• [What to produce]:
Lines below that include the word "ylabels" should each be copied.

(Dataset entries)
━━━━━━━━━━━━━━━━━━━━
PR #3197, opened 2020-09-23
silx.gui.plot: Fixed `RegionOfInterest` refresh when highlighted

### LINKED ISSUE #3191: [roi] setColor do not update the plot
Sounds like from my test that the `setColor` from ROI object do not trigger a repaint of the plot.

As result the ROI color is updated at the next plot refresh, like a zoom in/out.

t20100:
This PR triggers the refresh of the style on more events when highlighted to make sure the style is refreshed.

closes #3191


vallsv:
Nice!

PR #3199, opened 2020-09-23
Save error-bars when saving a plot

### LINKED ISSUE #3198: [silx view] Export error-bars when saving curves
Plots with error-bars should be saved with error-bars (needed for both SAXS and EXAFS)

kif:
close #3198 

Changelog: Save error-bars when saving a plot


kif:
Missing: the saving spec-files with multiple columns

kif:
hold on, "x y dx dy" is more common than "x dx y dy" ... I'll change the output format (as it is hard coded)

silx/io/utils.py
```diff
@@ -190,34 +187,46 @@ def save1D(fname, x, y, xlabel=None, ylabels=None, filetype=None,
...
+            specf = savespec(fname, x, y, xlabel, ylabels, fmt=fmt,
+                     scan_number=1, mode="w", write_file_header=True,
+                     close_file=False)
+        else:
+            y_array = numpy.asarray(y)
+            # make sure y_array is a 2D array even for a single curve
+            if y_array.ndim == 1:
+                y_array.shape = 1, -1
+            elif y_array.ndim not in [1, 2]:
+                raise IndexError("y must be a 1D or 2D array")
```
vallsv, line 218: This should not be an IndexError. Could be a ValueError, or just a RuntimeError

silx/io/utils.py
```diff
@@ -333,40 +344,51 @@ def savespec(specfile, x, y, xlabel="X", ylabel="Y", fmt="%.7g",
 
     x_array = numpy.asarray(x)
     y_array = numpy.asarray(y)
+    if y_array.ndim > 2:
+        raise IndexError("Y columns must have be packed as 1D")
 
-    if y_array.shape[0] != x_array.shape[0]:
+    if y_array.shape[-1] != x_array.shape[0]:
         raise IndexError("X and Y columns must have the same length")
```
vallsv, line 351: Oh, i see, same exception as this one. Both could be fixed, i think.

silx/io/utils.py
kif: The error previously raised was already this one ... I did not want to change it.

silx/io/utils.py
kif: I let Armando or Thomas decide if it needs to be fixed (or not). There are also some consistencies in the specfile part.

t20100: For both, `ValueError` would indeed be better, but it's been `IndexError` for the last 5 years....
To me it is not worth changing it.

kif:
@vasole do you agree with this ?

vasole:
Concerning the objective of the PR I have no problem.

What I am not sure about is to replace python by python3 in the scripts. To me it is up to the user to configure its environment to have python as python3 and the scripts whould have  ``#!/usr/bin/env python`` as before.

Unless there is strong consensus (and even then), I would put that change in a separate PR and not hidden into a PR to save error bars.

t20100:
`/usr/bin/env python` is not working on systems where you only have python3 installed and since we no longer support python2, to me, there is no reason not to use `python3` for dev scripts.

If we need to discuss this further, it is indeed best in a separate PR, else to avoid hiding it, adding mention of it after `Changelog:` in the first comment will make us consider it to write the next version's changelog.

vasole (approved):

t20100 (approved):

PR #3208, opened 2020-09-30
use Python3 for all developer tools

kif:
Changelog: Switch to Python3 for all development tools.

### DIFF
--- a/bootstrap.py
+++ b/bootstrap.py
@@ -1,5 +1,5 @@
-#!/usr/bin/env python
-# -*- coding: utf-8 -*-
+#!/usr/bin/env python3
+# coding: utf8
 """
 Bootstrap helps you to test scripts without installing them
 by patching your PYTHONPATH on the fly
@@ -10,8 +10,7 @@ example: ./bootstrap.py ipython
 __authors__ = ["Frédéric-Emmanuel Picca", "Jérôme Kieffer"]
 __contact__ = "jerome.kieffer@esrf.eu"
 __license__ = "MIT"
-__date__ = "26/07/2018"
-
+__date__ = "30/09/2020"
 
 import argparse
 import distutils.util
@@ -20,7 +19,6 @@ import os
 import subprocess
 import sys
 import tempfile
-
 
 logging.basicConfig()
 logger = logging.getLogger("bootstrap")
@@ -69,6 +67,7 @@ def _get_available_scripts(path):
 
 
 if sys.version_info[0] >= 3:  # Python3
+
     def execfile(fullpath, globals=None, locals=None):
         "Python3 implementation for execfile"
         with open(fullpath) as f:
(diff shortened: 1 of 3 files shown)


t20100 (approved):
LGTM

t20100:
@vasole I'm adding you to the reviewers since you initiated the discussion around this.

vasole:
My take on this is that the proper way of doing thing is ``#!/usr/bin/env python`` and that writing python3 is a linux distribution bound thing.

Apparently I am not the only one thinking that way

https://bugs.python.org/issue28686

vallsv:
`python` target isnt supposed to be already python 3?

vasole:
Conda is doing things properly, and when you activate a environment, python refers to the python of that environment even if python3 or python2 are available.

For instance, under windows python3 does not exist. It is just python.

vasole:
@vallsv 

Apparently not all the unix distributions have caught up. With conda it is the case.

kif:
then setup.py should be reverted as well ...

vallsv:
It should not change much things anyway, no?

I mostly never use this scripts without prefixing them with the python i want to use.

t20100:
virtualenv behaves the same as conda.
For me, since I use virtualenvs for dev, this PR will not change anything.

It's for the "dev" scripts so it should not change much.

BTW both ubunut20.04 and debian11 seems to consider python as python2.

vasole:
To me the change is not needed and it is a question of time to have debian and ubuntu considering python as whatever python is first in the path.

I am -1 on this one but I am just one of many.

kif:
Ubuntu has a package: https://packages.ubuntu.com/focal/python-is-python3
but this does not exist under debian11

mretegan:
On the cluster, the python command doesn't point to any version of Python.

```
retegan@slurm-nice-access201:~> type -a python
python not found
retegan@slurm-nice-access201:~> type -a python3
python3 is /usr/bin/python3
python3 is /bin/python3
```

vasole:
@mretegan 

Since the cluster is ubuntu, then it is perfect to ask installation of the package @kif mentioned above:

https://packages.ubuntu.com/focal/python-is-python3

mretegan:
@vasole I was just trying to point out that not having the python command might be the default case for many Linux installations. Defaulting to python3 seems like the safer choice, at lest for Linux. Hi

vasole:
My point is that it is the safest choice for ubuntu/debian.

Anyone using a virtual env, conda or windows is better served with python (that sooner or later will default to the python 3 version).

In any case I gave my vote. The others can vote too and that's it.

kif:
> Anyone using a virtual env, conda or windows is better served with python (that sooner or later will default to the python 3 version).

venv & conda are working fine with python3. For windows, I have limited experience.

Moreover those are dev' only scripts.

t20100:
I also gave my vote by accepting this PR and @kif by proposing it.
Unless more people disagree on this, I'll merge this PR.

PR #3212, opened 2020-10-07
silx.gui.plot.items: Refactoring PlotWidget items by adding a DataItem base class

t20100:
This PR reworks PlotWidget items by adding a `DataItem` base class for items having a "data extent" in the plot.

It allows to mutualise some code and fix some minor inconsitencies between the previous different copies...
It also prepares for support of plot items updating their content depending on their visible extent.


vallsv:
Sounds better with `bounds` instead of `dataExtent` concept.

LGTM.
━━━━━━━━━━━━━━━━━━━━
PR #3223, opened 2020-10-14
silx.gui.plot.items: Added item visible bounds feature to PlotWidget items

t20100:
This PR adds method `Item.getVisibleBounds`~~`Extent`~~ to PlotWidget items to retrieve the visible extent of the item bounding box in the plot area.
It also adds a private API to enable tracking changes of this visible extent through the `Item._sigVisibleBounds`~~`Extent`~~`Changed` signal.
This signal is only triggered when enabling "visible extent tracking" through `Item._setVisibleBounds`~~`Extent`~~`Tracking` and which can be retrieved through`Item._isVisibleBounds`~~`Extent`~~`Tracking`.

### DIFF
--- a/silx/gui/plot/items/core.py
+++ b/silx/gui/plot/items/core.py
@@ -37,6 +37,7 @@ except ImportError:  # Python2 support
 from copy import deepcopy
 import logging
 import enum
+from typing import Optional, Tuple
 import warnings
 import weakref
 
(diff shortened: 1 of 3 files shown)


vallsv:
━━━━━━━━━━━━━━━━━━━━
• [Solution]:
@@ -190,34 +187,46 @@ def save1D(fname, x, y, xlabel=None, ylabels=None, filetype=None,
+            specf = savespec(fname, x, y, xlabel, ylabels, fmt=fmt,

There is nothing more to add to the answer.